Poblete-Gutiérrez Pamela, Wiederholt Tonio, König Arne, Jugert Frank K, Marquardt Yvonne, Rübben Albert, Merk Hans F, Happle Rudolf, Frank Jorge
Department of Dermatology and Allergology, University Clinic of the Rheinisch Westfäkusche Technische Hochschule Aachen, Aachen, Germany.
J Clin Invest. 2004 Nov;114(10):1467-74. doi: 10.1172/JCI21791.

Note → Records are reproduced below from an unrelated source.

PR #545, opened 2026-09-01
docs(server): scope the mutation atomicity claim to shard-local writes

prisis:
## What

The server package docs claimed every `ctx.db` write in a mutation commits atomically and rolls back together. That is true only for tables that live in the shard, which share one Durable Object storage transaction. A `.global()` table lives in D1, which has no interactive transactions, so a mutation writing a shard-local row and a global row writes them separately; a throw after the global write leaves it in place. The scaling tutorial already said this; the server page contradicted it.

## Change

- Scope the claim to shard-local writes and say why (one DO storage transaction).
- State the `.global()` boundary with a link to the scaling tutorial, and what to do about it: order the global write last, or move the pair into a workflow step whose replay is idempotent.

Docs only. Source file is `packages/server/docs/index.mdx` (the `apps/docs` copy is generated and gitignored).

Stacked on #544.


prisis:
@coderabbitai review

prisis:
@coderabbitai full review

PR #547, opened 2026-09-02
fix(payment): record facade refunds and key them by refund id

prisis:
## What

A refund issued through the facade wrote only `state: "refunded"` and left the total to the webhook, but the state machine had no transition out of `refunded`, so the provider's confirmation was rejected as `illegal_transition`. The ledger stayed at zero, the over-refund guard read that zero, and a second refund reached the provider. Verified by execution.

## Changes

- The facade records the amount it issued; `refunded` accepts the provider's confirmation idempotently (absolute vs delta per provider).
- A refund arriving before its capture is `orphaned` and retried once, like `subscription.updated`, instead of burning its event id.
- Polar `reportUsage` passes the idempotency key as `externalId`.
- `refundPayment` returns the provider refund id; the local marker is keyed on it so two same-amount refunds count once each.

Chain 2 of 8, stacked on #546.

---

Every branch in this chain was verified on its own: `build:packages`, `api:update`/`api:check`, golden-fixture capture, `lint:generated`, `vis run lint:types --no-cache`, and the group's package tests, all exit 0. The full gate suite (eslint, prettier, package-json, whole-repo no-cache tests, prod build + `dist:check`) is green on the chain tip.

## Summary by CodeRabbit

- **New Features**
  - Refund results now include optional provider refund identifiers and pending status for easier tracking.
  - Refund processing supports partial refunds and records eligible refunded amounts immediately.
  - Repeated refund requests are handled safely without exceeding the captured amount.

- **Bug Fixes**
  - Prevented duplicate refund counting when provider confirmations arrive.
  - Improved handling of refunds received before payment capture, with bounded automatic retry support.
  - Improved usage-event deduplication during retried processing.


prisis:

---

PR #554, opened 2026-09-02
fix(client): hand the read cache to the subscription that is already open

prisis:
## What

The durable read cache is loaded after a microtask and an async adapter, while every framework adapter's first `subscribe` is synchronous at mount. The cache entry therefore missed the live subscription, stayed parked, and was consumed by the NEXT subscribe of the same key (navigate away and back, or a React remount), replaying the previous session's value synchronously: deleted rows flashed back and new rows vanished until the server snapshot landed. Verified by execution.

## Changes

- The cache load hands each entry to the subscription already open for its key (no-op once a live value exists) and drops it; only keys with no live subscription are held for a later subscribe.
- `hydrateOnStart` docs say what the code does: only React ever waited on `whenReady`, and the wait is no longer needed.
- React: paginated hooks gain `onError` and `error` and no longer stick at `LoadingMore` after a failed page; `usePreloadedQuery` takes `onError`; `useSubscription` keeps the server `code`; `useAgent`/`useAgentChat`/`usePresence` expose `error`.
- The registry's polling fallback (which only ever fired for a closed client or unencodable args, then hid the error in a 5 s loop) is removed; the throw surfaces.
- `subscribe()` docblock matches the body (a follower tab may subscribe; that is the relay).

Chain 9, stacked on #553.

---

Verified on its own like the round-7 chain: `build:packages`, `api:update`/`api:check`, golden-fixture capture, `lint:generated`, `vis run lint:types --no-cache`, and the group's package tests, all exit 0. Every fix has a regression test that was shown red on the unfixed code.


prisis:

---

PR #556, opened 2026-09-02
fix(templates): stop the scaffolds shipping a 403 home page and a split-brain write

prisis:
## What

Three commits from a hunt over storage, queue, access and project scaffolding:

- **templates** — the Next.js scaffold preloaded its home page with a `shardKey` while its app allowed no unauthenticated shard access, so the first load was a 403; its send button wrote to the root shard while the feed read the channel shard. Every other template had the flag. A static check in `tests/vis-templates` now requires any template that sends a `shardKey` to declare a shard gate. The default `lunora init` overlay scaffold is now byte-identical to the standalone template (enforced `.max()`, an `ip` fallback on the limiter key, the rate-limit schema actually used). The create-vite base is copied without symlinks and pinned to a SHA. Registry object roots merge key-wise instead of replacing a whole `vars` block. The expo template folds `?token=` into the auth header only on the WebSocket upgrade.
- **dispatch** — a rotated or missing admin token made the scheduler dispatch route answer `FORBIDDEN` 403, which the queue runner classified as per-message poison and acked, draining the queue one message per delivery. The bearer check now throws `DISPATCH_UNAUTHENTICATED`, which the runner treats as infrastructure and never acks.
- **server** — `serveStorageObject` takes a required fail-closed `authorize` seam (docs and the storage skill claimed it verified signed URLs; it did not), always sends `nosniff`, and serves non-media as an attachment; storage rule prefixes match on a path segment (`users/1` no longer grants `users/10/…`); `Storage` exposes its `bucketName` so a hand-wired named bucket signs and matches rules consistently.

BREAKING: `serveStorageObject` gains a required options argument; `Storage.bucketName` is new; new catalog code `DISPATCH_UNAUTHENTICATED`.

Chain 11, stacked on #555.

---

Verified on its own like the rest of the chain: `build:packages`, `api:update`/`api:check`, golden-fixture capture, `lint:generated`, `vis run lint:types --no-cache`, and the group's package tests, all exit 0. Every fix has a regression test that was shown red on the unfixed code; the Next.js template additionally passed the scaffold/install/build/typecheck smoke.


prisis:

---

PR #562, opened 2026-09-02
fix(observability): close the four span and log bounds the docs claimed were held

prisis:
## What

Eleven findings in observability and the runtime sinks.

- **A negative batch cap hung the isolate** on its first telemetry event, and a zero or fractional one discarded everything; the sink now refuses the value at construction.
- **OTLP logs shipped raw fields and messages** while the console and span pipelines redact by default, so `ctx.log.info("charged", { email })` was masked on one sink and cleartext at the collector. Redaction is now the default there too, with a documented opt-out.
- **A refusing collector was indistinguishable from success**: every non-OK response was ignored silently. It now reports status and host through the rate-limited channel the tail sampler already uses.
- **The security audit warned of an admin exposure that does not exist** — `LUNORA_WS_BEARER` gates ordinary user subscriptions, not admin ones — and pointed the operator at the wrong remediation. The finding now says what the variable does, and its level drops to warning accordingly.
- Plus: the 128-key span-attribute bound was bypassed by two writers, forward log paging skipped rows, the request-log table was re-ensured on every append, and four docblocks disagreed with the code about sampling keys, tail-sampler scope, series eviction and security-header precedence.

Chain 17, stacked on the branch below.

---

Verified on its own like the rest of the chain: `build:packages`, `api:update`/`api:check`, golden-fixture capture, `lint:generated`, `vis run lint:types --no-cache`, and the group's package tests, all exit 0. Every code fix has a regression test that was shown red on the unfixed code.


prisis:

---

PR #578, opened 2026-09-02
fix(server): scope a deferred schedule to its own transaction

prisis:
The deferred-schedule buffer hung off the facade, so every transaction reachable through a context wrote into one shared list and a settle returned early while any window was still open.

- **The buffer is now one window per transaction.** A buffered call goes to the window innermost at call time; settle removes its window by identity, since windows settle in whatever order their transactions resolve rather than the order they opened. A rollback drops only its own jobs, and a commit hands them to the nearest still-open ancestor — SQLite in a Durable Object has no savepoints, so a nested span cannot commit, and must not schedule, alone. This ends both halves of the shared-buffer defect: a sibling's commit no longer dispatches a rolled-back window's jobs, and a committed window no longer loses its own to another window's rollback.
- **`runAt` had no bound at all**, so a non-finite instant reached the Durable Object, rendered as `null`, and produced a record no alarm can fire. It now converts to a delay and goes through the same shared guard `runAfter` uses. A past instant is still accepted and clamped — `runAfter(0, …)` reaches `runAt` a fraction of a millisecond after reading its own clock, and `runAt(row.dueAt, …)` on an overdue row is legitimate.
- **A mid-flush dispatch failure abandoned the rest of the queue** and skipped the deferred-delete flush that follows it. The flush now drains everything and reports afterwards, with the delete flush in a `finally`. A lone failure is rethrown as itself so the scheduler's coded refusals survive; several become one `AggregateError`.
- **The deferral was installed on fewer paths than the transaction was.** A `stream` context, and any context with no registered kind, got the BEGIN/COMMIT span for a composed mutation with the buffer missing. `createCaller` was worse than filed: it invoked handlers directly with no span at all, so from an action or stream context it got neither. Both now route through the one place the span, the deferral and the delete flush live.
- **A caller's own job id was discarded** inside a mutation and replaced with a generated UUID, while being honoured outside one. The facade now applies the exact rule the Durable Object applies, so a caller-supplied id reaches the duplicate-id refusal.
- **The scheduler's Durable Object client flattened every non-2xx to `INTERNAL`**, whose message is redacted — so the new `409 DUPLICATE_SCHEDULE_ID` reached developers as "Internal error". Coded envelopes are now propagated; genuine transport failures stay `INTERNAL`.

**Behaviour change worth a reviewer's eye:** a nested window reporting a rollback now drops its own jobs rather than leaving them to the enclosing span. Without savepoints its writes may still land if the outer transaction catches and commits, so this is a trade rather than a strict win — "the mutation did not complete, so do not run its after-commit job" is the fail-safe direction.

**Not fixed, deliberately:** the deferred-*delete* facade has the same narrow gate, but widening it without adding a flush to the stream and subscription paths would swap a loud `TypeError` for a silent leak. Filed rather than half-done.

## Also here: the `search-core` coverage gate

`search-core:test:coverage` fails its own declared thresholds and turns every CI run red once it gets that far. It **predates this stack** — the same numbers reproduce on the base — and stayed hidden because the audit chain's earlier PRs failed that job earlier, in the affected-set step, and because `vis run test` does not check coverage at all.

Three gaps, all reachable through the public surface: `searchIndexField` had no test (the one uncovered function), the CJK expander was never handed a run holding no CJK, and no text put a Latin or digit stretch *after* a CJK run rather than before it. Coverage goes to 100% lines, 100% statements and 97.14% branches against thresholds of 100 / 99 / 95.

---

### DIFF
--- a/api-snapshots/scheduler.api.md
+++ b/api-snapshots/scheduler.api.md
@@ -508,7 +508,13 @@ interface WorkpoolOptions extends LunoraSchedulerOptions {
 ### `assertScheduleDelay` (const)
 
 ```ts
-const assertScheduleDelay: (delayMs: number, surface: string) => void;
+const assertScheduleDelay: (delayMs: number, surface: string, argument?: string) => void;
+```
+
+### `assertScheduleInstant` (const)
+
+```ts
+const assertScheduleInstant: (timestampMs: number, nowMs: number, surface: string) => void;
 ```
 
 ### `assertValidCronExpression` (const)
@@ -581,6 +587,12 @@ const isValidCronExpression: (schedule: string) => boolean;
 
 ```ts
 const isWorkflowReference: (target: unknown) => target is WorkflowReference;
+```
+
+### `resolveScheduleId` (const)
+
+```ts
+const resolveScheduleId: (requested: unknown) => string;
 ```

Hailey-Hailey disease (HHD) is an autosomal dominant trait characterized by erythematous and oozing skin lesions preponderantly involving the body folds. In the present unusual case, however, unilateral segmental areas along the lines of Blaschko showing a rather severe involvement were superimposed on the ordinary symmetrical phenotype. Based on this observation and similar forms of mosaicism as reported in other autosomal dominant skin disorders, we postulated that in such cases, 2 different types of segmental involvement can be distinguished. Accordingly, the linear lesions as noted in the present case would exemplify type 2 segmental HHD. In the heterozygous embryo, loss of heterozygosity occurring at an early developmental stage would have given rise to pronounced linear lesions reflecting homozygosity or hemizygosity for the mutation. By analyzing DNA and RNA derived from blood and skin samples as well as keratinocytes of the index patient with various molecular techniques including RT-PCR, real-time PCR, and microsatellite analysis, we found a consistent loss of the paternal wild-type allele in more severely affected segmental skin regions, confirming this hypothesis for the first time, to our knowledge, at the molecular and cellular level.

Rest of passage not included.